### WHAT YOU NEED TO DO
Could you show all lines in the entries below that contain the string "enhancement"?

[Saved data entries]
-------------------------

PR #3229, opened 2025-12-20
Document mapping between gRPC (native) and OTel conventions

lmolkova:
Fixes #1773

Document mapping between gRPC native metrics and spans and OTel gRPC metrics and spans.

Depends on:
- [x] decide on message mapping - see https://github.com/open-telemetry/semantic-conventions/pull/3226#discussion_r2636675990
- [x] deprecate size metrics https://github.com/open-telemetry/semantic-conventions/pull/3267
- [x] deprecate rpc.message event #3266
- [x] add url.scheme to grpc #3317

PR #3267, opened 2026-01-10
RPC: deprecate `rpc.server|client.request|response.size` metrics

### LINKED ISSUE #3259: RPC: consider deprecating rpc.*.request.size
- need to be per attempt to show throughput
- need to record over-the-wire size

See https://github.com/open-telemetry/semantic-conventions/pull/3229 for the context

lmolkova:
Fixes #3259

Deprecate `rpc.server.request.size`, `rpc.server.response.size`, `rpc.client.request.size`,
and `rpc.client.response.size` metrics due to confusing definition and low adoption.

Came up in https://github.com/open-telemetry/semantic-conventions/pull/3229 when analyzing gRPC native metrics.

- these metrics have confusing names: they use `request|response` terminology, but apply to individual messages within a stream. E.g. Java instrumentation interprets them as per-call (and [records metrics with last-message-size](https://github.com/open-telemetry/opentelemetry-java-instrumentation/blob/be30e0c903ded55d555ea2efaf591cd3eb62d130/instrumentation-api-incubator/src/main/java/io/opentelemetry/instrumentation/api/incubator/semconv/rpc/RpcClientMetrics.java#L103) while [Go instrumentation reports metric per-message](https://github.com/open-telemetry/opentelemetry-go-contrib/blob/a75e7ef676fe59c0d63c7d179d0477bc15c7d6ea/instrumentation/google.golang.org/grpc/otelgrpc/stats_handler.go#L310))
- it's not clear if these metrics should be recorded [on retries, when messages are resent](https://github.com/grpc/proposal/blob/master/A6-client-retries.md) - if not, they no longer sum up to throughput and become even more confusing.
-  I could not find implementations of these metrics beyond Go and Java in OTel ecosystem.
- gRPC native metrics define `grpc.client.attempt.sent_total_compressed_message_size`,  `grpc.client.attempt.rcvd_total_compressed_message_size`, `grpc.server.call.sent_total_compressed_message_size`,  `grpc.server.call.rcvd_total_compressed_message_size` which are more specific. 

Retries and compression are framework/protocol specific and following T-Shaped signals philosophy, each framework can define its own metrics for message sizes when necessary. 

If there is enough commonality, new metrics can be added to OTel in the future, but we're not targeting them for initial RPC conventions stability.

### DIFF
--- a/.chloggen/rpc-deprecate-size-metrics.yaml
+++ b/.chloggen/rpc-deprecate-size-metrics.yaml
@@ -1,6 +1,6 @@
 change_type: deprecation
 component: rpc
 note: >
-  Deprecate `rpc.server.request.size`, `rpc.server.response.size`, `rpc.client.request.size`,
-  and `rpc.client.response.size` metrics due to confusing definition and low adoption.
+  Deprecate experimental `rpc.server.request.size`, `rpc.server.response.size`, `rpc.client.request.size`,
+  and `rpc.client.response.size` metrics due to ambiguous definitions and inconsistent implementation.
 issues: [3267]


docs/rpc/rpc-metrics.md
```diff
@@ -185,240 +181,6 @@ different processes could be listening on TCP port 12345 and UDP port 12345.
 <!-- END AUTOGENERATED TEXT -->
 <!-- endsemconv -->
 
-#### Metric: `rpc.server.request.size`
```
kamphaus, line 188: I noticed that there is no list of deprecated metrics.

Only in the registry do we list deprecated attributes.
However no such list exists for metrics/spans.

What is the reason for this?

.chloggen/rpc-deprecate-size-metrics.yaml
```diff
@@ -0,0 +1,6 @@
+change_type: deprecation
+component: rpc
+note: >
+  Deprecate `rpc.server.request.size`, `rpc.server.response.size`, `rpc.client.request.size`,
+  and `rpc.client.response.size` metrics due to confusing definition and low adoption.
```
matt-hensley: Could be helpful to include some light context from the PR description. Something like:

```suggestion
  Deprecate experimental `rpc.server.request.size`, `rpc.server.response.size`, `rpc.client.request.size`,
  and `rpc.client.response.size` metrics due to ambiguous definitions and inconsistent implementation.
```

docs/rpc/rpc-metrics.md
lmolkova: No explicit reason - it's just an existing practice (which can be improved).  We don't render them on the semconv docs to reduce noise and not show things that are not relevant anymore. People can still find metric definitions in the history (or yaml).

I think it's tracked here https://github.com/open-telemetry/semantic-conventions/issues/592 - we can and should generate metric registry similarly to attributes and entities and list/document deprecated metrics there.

-------------------------

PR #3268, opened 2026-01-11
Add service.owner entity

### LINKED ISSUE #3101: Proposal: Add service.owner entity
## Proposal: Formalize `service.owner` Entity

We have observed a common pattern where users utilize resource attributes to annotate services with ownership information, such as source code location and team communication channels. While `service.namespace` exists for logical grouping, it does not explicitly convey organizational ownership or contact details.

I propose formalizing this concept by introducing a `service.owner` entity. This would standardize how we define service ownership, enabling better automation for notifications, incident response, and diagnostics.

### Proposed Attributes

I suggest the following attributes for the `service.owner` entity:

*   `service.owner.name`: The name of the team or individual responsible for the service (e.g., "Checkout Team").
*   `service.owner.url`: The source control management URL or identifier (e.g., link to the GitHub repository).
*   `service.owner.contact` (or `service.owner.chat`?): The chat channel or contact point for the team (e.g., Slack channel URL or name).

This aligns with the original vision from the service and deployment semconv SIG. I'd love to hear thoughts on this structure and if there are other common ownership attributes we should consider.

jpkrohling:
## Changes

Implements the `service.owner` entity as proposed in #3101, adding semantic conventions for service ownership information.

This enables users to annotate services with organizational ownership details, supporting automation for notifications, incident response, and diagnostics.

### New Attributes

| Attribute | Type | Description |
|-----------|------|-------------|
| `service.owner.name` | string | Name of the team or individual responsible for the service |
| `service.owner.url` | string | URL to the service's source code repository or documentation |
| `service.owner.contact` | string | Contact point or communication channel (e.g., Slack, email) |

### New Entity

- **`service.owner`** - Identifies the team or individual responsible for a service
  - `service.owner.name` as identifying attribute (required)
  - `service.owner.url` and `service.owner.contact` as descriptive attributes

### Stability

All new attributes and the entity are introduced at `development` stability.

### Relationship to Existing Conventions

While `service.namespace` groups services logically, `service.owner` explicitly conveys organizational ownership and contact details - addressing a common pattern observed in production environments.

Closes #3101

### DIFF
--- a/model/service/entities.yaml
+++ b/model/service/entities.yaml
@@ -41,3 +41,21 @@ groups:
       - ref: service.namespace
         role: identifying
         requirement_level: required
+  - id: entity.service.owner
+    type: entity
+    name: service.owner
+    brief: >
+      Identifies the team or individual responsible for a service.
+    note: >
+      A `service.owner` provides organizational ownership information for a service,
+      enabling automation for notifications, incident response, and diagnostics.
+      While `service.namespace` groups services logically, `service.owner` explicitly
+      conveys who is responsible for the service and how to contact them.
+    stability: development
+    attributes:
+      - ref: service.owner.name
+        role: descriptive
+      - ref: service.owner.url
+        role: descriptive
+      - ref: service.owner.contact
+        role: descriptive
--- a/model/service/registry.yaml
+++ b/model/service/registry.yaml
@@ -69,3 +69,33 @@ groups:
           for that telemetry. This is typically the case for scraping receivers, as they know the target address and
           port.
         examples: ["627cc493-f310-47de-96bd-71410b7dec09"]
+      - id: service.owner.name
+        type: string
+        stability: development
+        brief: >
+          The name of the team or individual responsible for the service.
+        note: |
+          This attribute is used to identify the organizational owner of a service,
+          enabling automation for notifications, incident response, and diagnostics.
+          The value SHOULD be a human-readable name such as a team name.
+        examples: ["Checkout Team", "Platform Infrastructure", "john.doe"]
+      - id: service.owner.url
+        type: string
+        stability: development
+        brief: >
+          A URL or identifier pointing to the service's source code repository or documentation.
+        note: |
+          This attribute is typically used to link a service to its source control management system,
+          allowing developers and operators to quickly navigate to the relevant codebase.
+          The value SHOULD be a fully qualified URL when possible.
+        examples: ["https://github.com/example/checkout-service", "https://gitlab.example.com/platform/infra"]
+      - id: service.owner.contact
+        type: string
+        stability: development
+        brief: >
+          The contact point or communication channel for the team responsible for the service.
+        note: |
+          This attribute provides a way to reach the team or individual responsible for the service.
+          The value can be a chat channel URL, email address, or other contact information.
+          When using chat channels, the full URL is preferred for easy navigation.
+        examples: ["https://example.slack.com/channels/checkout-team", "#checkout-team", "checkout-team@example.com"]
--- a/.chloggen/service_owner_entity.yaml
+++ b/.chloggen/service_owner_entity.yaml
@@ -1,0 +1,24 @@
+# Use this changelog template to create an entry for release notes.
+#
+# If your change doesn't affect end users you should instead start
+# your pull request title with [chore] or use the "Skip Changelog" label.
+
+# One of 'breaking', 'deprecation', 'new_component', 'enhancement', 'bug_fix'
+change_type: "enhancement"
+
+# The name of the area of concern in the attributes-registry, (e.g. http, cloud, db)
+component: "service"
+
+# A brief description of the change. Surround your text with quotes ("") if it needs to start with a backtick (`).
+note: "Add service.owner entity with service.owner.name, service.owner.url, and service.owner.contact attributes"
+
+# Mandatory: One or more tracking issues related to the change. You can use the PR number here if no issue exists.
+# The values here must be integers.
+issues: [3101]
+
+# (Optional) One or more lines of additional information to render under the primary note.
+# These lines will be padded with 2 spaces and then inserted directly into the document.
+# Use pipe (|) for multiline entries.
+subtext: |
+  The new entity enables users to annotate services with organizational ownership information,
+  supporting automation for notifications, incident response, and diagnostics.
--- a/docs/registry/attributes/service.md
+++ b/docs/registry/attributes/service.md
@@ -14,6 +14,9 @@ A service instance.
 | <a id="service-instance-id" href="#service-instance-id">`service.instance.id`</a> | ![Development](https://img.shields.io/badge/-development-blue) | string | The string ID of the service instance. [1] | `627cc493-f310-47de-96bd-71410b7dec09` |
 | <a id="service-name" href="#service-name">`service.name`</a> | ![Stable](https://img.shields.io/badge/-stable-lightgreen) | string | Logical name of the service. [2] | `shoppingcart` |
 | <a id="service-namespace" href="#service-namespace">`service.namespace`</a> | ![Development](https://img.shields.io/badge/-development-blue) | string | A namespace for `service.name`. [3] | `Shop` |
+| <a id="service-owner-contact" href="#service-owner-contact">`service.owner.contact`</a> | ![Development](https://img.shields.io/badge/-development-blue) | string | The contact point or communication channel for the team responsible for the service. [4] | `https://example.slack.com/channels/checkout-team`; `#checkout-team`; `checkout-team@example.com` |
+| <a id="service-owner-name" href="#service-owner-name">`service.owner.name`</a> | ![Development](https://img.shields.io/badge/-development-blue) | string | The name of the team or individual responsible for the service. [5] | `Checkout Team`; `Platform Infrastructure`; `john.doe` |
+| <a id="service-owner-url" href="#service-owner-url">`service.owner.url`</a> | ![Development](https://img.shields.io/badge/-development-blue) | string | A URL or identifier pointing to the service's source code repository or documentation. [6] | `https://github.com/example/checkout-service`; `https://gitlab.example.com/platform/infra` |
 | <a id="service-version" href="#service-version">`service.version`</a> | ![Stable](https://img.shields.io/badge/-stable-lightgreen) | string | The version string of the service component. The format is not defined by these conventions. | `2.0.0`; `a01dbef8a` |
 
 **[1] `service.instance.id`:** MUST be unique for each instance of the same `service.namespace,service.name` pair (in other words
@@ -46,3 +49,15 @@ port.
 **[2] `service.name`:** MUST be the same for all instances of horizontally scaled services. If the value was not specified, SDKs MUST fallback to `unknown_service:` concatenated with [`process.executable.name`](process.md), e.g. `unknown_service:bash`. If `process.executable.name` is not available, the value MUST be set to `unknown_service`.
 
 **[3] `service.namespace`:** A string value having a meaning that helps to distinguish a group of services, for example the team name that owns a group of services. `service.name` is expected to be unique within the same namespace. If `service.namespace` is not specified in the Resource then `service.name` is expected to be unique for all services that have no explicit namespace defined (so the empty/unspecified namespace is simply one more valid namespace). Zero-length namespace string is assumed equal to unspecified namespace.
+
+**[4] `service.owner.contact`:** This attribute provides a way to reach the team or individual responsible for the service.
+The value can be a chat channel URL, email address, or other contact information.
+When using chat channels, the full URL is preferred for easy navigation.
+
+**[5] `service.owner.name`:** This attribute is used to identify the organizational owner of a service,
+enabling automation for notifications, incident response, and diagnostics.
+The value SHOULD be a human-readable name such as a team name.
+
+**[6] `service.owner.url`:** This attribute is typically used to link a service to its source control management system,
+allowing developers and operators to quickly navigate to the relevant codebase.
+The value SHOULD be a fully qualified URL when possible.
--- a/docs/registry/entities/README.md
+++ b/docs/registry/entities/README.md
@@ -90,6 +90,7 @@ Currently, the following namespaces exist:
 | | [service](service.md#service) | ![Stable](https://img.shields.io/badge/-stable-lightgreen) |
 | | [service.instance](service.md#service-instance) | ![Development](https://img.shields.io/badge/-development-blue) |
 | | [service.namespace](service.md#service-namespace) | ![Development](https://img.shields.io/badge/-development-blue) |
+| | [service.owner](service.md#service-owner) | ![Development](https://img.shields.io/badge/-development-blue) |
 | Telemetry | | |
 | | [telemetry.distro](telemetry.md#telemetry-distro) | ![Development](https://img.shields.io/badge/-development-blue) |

-------------------------

### WRITTEN RESPONSE
+# One of 'breaking', 'deprecation', 'new_component', 'enhancement', 'bug_fix'
+change_type: "enhancement"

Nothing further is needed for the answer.